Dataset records
Start of Block
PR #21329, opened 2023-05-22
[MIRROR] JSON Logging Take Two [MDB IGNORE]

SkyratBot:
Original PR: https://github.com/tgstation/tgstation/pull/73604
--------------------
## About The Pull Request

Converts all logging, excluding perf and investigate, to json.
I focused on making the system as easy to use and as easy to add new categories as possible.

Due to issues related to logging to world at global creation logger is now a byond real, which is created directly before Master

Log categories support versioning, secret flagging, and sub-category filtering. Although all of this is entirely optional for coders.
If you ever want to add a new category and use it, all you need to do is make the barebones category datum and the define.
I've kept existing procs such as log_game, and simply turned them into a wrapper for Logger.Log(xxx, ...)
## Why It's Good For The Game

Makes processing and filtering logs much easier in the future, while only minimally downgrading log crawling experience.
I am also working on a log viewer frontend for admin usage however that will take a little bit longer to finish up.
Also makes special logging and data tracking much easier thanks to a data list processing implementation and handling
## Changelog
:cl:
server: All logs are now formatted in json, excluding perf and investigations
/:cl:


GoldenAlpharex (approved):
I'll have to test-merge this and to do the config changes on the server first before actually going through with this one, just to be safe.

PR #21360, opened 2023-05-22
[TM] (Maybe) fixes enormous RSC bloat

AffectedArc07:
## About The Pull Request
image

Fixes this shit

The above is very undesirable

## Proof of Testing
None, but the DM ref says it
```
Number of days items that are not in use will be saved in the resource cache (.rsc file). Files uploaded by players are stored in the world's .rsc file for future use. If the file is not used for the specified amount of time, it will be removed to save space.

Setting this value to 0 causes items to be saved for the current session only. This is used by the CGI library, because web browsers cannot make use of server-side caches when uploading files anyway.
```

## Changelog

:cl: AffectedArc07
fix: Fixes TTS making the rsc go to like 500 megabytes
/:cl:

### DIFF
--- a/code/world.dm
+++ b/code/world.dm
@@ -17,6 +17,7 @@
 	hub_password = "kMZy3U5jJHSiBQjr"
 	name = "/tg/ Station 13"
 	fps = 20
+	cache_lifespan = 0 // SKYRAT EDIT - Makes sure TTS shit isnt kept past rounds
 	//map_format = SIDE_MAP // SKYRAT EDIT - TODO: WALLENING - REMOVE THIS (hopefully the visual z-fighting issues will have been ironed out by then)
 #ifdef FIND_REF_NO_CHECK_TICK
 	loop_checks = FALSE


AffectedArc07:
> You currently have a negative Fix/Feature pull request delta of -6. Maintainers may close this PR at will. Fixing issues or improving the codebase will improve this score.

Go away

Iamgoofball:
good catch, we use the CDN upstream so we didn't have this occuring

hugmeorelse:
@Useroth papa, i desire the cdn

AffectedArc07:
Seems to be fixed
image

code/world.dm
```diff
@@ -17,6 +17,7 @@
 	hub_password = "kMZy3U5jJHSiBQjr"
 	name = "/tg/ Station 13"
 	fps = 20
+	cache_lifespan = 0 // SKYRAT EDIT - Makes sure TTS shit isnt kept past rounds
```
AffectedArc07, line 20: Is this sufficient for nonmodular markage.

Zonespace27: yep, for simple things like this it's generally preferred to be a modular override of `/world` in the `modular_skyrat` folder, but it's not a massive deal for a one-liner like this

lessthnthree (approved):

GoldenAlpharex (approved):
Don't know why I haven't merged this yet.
End of Block
[Work to complete]: Please count the lines above that hold the string "world" and reply with the number alone.

[Result for this task]: 6